§ Recorded data
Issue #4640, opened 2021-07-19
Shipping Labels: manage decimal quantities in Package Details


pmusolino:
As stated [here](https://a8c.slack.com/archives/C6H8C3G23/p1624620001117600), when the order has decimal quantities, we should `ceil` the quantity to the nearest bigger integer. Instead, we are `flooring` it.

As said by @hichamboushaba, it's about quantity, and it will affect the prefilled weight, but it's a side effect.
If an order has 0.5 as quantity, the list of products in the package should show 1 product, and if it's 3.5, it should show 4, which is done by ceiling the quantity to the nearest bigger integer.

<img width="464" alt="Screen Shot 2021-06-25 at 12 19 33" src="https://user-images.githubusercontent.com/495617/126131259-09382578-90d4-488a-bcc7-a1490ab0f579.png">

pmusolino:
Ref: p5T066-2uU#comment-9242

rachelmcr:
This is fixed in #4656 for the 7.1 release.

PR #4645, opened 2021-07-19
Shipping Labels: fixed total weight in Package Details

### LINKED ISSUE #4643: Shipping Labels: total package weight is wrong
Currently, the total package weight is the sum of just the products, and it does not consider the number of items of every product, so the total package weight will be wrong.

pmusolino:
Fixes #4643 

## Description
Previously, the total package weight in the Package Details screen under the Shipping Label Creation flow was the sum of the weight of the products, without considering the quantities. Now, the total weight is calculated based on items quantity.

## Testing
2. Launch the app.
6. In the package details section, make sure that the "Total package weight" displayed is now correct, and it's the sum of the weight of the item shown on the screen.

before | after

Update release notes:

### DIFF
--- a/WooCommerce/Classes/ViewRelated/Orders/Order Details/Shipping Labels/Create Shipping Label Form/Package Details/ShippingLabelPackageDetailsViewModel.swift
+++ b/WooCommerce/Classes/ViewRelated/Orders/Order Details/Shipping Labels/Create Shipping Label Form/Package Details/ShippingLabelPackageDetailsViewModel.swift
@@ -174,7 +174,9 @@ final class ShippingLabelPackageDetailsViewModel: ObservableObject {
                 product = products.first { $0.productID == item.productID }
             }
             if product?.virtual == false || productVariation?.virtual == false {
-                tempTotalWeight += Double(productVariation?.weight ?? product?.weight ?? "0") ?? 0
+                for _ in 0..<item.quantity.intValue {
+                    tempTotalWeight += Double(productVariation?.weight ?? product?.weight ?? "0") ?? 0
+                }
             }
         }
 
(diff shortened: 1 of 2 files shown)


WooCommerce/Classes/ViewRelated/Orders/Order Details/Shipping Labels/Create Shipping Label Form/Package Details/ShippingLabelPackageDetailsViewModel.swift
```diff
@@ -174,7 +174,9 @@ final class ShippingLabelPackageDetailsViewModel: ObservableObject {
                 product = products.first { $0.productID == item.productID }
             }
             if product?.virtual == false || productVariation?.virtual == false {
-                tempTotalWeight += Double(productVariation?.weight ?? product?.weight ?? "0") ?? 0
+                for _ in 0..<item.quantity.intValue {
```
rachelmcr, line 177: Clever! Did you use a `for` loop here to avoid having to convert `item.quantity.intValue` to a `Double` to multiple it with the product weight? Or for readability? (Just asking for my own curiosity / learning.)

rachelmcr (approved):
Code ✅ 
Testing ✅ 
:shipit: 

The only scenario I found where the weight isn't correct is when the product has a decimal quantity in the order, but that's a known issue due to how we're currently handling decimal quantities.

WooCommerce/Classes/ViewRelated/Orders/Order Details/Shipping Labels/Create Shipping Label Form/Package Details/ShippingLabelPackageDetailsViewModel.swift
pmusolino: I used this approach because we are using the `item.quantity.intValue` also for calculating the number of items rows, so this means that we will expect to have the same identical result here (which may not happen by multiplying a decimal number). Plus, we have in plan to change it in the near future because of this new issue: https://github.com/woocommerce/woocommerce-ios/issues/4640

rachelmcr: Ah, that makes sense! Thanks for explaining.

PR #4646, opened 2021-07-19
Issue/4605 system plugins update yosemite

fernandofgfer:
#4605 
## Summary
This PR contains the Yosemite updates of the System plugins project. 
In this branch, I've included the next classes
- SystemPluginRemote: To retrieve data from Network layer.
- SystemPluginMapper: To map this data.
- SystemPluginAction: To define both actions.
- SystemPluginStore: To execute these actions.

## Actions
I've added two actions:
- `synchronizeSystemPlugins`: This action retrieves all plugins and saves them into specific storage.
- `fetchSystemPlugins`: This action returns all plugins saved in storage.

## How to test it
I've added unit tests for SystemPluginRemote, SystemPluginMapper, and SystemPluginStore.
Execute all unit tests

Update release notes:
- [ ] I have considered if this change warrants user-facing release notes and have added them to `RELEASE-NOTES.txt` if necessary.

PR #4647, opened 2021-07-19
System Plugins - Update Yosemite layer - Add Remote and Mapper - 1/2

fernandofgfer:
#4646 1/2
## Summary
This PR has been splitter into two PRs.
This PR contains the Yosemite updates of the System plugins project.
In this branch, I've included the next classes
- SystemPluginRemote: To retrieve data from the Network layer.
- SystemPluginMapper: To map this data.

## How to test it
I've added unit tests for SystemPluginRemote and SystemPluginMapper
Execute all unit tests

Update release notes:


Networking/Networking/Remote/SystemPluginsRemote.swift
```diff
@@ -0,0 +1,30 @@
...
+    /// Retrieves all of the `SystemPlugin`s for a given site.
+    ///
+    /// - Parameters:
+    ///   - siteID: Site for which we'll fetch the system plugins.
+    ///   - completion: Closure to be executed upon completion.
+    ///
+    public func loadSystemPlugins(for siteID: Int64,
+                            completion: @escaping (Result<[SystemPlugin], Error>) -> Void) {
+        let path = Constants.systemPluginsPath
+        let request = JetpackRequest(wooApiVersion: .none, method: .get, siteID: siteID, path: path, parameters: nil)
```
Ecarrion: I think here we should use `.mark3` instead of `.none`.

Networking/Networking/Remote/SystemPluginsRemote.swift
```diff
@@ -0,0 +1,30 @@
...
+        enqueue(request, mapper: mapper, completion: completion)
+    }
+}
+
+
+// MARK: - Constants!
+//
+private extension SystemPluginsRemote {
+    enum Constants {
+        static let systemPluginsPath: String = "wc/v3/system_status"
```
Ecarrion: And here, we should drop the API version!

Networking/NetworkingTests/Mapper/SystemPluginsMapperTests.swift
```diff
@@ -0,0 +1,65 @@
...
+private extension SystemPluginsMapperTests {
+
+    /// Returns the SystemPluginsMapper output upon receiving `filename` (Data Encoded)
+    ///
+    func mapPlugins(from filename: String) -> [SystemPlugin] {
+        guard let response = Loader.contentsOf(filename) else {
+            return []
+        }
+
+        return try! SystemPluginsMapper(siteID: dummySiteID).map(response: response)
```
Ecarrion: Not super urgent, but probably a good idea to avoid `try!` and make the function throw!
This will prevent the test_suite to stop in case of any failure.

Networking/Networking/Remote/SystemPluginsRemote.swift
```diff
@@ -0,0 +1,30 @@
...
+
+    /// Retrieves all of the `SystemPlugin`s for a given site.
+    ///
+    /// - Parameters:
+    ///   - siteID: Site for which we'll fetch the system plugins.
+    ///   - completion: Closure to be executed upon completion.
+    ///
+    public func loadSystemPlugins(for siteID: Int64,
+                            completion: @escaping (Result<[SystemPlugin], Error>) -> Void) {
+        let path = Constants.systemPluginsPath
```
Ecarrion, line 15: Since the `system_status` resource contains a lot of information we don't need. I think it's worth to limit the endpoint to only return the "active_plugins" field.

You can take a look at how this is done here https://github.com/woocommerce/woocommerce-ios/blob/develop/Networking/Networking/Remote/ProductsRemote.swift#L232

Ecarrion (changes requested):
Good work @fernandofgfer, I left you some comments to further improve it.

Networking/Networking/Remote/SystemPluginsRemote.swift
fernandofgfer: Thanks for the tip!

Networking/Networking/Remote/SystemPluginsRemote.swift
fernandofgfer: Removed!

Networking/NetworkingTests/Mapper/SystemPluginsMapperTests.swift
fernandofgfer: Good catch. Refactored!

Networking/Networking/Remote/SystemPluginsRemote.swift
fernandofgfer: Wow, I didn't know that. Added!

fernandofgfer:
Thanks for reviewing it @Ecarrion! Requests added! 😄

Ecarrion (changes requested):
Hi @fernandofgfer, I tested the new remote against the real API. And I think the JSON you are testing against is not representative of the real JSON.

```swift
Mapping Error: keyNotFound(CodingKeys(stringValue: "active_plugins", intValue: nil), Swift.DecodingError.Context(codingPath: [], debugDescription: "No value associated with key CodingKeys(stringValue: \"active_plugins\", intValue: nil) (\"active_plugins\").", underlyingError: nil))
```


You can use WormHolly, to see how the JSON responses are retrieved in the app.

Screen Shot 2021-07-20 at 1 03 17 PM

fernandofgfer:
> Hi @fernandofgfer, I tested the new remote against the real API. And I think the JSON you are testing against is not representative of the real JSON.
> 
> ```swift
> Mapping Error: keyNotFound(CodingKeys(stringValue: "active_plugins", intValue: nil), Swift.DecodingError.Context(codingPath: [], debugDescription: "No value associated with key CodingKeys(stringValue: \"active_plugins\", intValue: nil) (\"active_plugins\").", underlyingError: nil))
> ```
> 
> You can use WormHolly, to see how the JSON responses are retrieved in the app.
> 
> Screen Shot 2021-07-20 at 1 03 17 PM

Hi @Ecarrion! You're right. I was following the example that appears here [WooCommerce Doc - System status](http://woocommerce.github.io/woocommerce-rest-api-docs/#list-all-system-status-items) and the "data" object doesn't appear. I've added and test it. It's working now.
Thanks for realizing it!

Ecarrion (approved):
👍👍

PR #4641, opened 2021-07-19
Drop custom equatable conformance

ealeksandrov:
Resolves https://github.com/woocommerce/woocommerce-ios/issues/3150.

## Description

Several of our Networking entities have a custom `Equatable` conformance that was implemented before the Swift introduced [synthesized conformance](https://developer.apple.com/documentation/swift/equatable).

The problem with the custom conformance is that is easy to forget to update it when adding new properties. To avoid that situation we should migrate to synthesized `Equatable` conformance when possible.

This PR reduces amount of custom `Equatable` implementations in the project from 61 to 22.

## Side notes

§ Exercise directions
For the listing above, identify each line bearing "wrong".

§ Solution for this task
### LINKED ISSUE #4643: Shipping Labels: total package weight is wrong
Currently, the total package weight is the sum of just the products, and it does not consider the number of items of every product, so the total package weight will be wrong.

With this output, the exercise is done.